There is an unprecedented availability of digitized, politically relevant text. This opens up new horizons for social science research. Turning text into corpora and acquiring abilities to work productively with vast amounts of textual data will stimulate research on old and new research questions in the social sciences. Providing the data and the code to exploit the opportunities of digitalization for our discipline is the purpose of the PolMine Project.


The formula “code is theory” drives what we develop. Valid research findings require to combine qualitative and quantitative analytical steps seamlessly in an interactive workflow. We see text as linguistic data. These ideas are implemented using the statistical programming language R. The R package polmineR is our core package for text analysis and is complemented by packages for corpus preparation.


Our focus is to turn texts issued by public institutions into language resources for research. A digital public archive of democracy is the ultimate vision. GermaParl, a corpus of parliamentary protocols is our flagship corpus. We strive for a sustainable research data management that includes a fully reproducible data preparation workflow, work with standardized, TEI-compatible data formats, and involve users for quality management.


Whether you call it computer-assisted content analysis, text mining, computational social science, or digital humanities: There are new techniques and methodologies students and researchers need to acquire. To make productive use of new technologies in our digital era-research practices, we develop the ‘Using Corpora in Social Science Research (UCSSR)’-series of teaching and learning materials, currently a set of slides that is available via GitHub Pages.


Our substantive research is about the politics and policies in pluralist immigration societies. The PolMine Project has benefitted from research projects on associations in the migration policy domain, parliamentarians with a migration background, and changing policy agendas and attention structures related to integration policy. In a sense, code and data are a spin-off from this research, to make resources re-usable and findings reproducible.

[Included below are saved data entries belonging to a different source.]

PR #396, opened 2016-04-18
Make sampleGuide work when nested within other inference routines

stuhlmueller:
I rewrote the sampleGuide cps loop in a style that is closer to what we use for other inference algorithms. It's probable that there is some smaller change to the previous version that would have been sufficient as well (but simply defining `exit` didn't do it).

### DIFF
--- a/src/inference/sampleGuide.js
+++ b/src/inference/sampleGuide.js
@@ -20,6 +20,8 @@ module.exports = function(env) {
     this.k = k;
     this.a = a;
 
+    this.hist = new Histogram();
+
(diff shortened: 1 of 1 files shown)


null-a:
I think I just neglected to reinstate the previous coroutine at exit, which I've now [fixed](https://github.com/probmods/webppl/commit/2a2f75c422d69e4b850e6baa3f548c4bfbf2f257).

Seem ok?

stuhlmueller:
Ah, so that's what was missing – thanks!

PR #399, opened 2016-04-27
Get package names from package.json.

### LINKED ISSUE #398: Resolved package identifier uses package directory name instead of npm package name
Clone the webppl-json package into a folder with a different name:
```
git clone https://github.com/stuhlmueller/webppl-json.git wj
```
Run the test in the package and require the working directory:
```
cd wj
webppl test.wppl --require .
```

You will get an error saying `ReferenceError: webpplJson is not defined`.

The PolMine Project is an initiative of Andreas Blätte, Professor of Public Policy and Regional Politics. The members of the PolMine Research Group contribute to the project either by contributing code and data, or by actively using resources and giving feedback. PolMine is affiliated with the NRW School of Governance at the Institute of Political Science (Department of the Social Sciences, University of Duisburg-Essen). PolMine is a registered category-C centre in the CLARIN network.